[WHAT YOU SHOULD DO] Repeat every entry exactly. Leave nothing out.

#####

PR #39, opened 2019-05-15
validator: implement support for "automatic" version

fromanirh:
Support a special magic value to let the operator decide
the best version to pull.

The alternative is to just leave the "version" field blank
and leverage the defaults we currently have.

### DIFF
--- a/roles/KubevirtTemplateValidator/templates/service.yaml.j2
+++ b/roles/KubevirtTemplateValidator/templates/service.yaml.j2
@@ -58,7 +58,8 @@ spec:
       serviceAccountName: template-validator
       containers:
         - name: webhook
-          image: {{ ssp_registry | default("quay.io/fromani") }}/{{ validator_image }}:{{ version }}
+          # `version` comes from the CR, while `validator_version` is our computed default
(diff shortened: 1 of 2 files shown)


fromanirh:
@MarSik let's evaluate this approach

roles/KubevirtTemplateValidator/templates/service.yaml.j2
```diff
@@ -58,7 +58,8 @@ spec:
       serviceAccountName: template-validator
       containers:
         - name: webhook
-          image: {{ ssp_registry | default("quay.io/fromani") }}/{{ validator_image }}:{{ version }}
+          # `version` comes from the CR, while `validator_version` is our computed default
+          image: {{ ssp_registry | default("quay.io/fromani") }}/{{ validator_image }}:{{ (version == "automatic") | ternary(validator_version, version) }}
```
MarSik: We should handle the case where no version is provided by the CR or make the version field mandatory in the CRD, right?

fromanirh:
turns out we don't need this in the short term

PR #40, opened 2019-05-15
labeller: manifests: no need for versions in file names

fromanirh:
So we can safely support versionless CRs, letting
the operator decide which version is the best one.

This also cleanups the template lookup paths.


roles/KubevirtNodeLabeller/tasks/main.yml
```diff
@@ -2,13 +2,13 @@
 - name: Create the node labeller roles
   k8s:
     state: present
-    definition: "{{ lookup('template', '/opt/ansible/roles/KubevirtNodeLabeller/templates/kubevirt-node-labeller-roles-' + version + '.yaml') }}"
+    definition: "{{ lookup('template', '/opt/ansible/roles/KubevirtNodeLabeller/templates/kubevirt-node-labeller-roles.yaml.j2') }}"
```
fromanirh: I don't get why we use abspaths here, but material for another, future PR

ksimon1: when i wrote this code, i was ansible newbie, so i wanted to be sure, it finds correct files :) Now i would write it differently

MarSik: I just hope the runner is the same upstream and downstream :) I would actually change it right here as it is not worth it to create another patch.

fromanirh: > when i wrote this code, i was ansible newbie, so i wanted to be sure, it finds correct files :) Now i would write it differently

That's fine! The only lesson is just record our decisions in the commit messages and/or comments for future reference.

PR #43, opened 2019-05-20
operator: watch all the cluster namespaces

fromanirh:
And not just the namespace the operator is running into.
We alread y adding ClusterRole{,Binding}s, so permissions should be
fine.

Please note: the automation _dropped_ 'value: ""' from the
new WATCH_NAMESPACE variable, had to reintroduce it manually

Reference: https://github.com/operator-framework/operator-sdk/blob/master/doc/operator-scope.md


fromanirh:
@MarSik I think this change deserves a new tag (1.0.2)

#####

[PROBLEM SOLUTION]
PR #39, opened 2019-05-15
validator: implement support for "automatic" version

fromanirh:
Support a special magic value to let the operator decide
the best version to pull.

The alternative is to just leave the "version" field blank
and leverage the defaults we currently have.

### DIFF
--- a/roles/KubevirtTemplateValidator/templates/service.yaml.j2
+++ b/roles/KubevirtTemplateValidator/templates/service.yaml.j2
@@ -58,7 +58,8 @@ spec:
       serviceAccountName: template-validator
       containers:
         - name: webhook
-          image: {{ ssp_registry | default("quay.io/fromani") }}/{{ validator_image }}:{{ version }}
+          # `version` comes from the CR, while `validator_version` is our computed default
(diff shortened: 1 of 2 files shown)


fromanirh:
@MarSik let's evaluate this approach

roles/KubevirtTemplateValidator/templates/service.yaml.j2
```diff
@@ -58,7 +58,8 @@ spec:
       serviceAccountName: template-validator
       containers:
         - name: webhook
-          image: {{ ssp_registry | default("quay.io/fromani") }}/{{ validator_image }}:{{ version }}
+          # `version` comes from the CR, while `validator_version` is our computed default
+          image: {{ ssp_registry | default("quay.io/fromani") }}/{{ validator_image }}:{{ (version == "automatic") | ternary(validator_version, version) }}
```
MarSik: We should handle the case where no version is provided by the CR or make the version field mandatory in the CRD, right?

fromanirh:
turns out we don't need this in the short term

PR #40, opened 2019-05-15
labeller: manifests: no need for versions in file names

fromanirh:
So we can safely support versionless CRs, letting
the operator decide which version is the best one.

This also cleanups the template lookup paths.


roles/KubevirtNodeLabeller/tasks/main.yml
```diff
@@ -2,13 +2,13 @@
 - name: Create the node labeller roles
   k8s:
     state: present
-    definition: "{{ lookup('template', '/opt/ansible/roles/KubevirtNodeLabeller/templates/kubevirt-node-labeller-roles-' + version + '.yaml') }}"
+    definition: "{{ lookup('template', '/opt/ansible/roles/KubevirtNodeLabeller/templates/kubevirt-node-labeller-roles.yaml.j2') }}"
```
fromanirh: I don't get why we use abspaths here, but material for another, future PR

ksimon1: when i wrote this code, i was ansible newbie, so i wanted to be sure, it finds correct files :) Now i would write it differently

MarSik: I just hope the runner is the same upstream and downstream :) I would actually change it right here as it is not worth it to create another patch.

fromanirh: > when i wrote this code, i was ansible newbie, so i wanted to be sure, it finds correct files :) Now i would write it differently

That's fine! The only lesson is just record our decisions in the commit messages and/or comments for future reference.

PR #43, opened 2019-05-20
operator: watch all the cluster namespaces

fromanirh:
And not just the namespace the operator is running into.
We alread y adding ClusterRole{,Binding}s, so permissions should be
fine.

Please note: the automation _dropped_ 'value: ""' from the
new WATCH_NAMESPACE variable, had to reintroduce it manually

Reference: https://github.com/operator-framework/operator-sdk/blob/master/doc/operator-scope.md


fromanirh:
@MarSik I think this change deserves a new tag (1.0.2)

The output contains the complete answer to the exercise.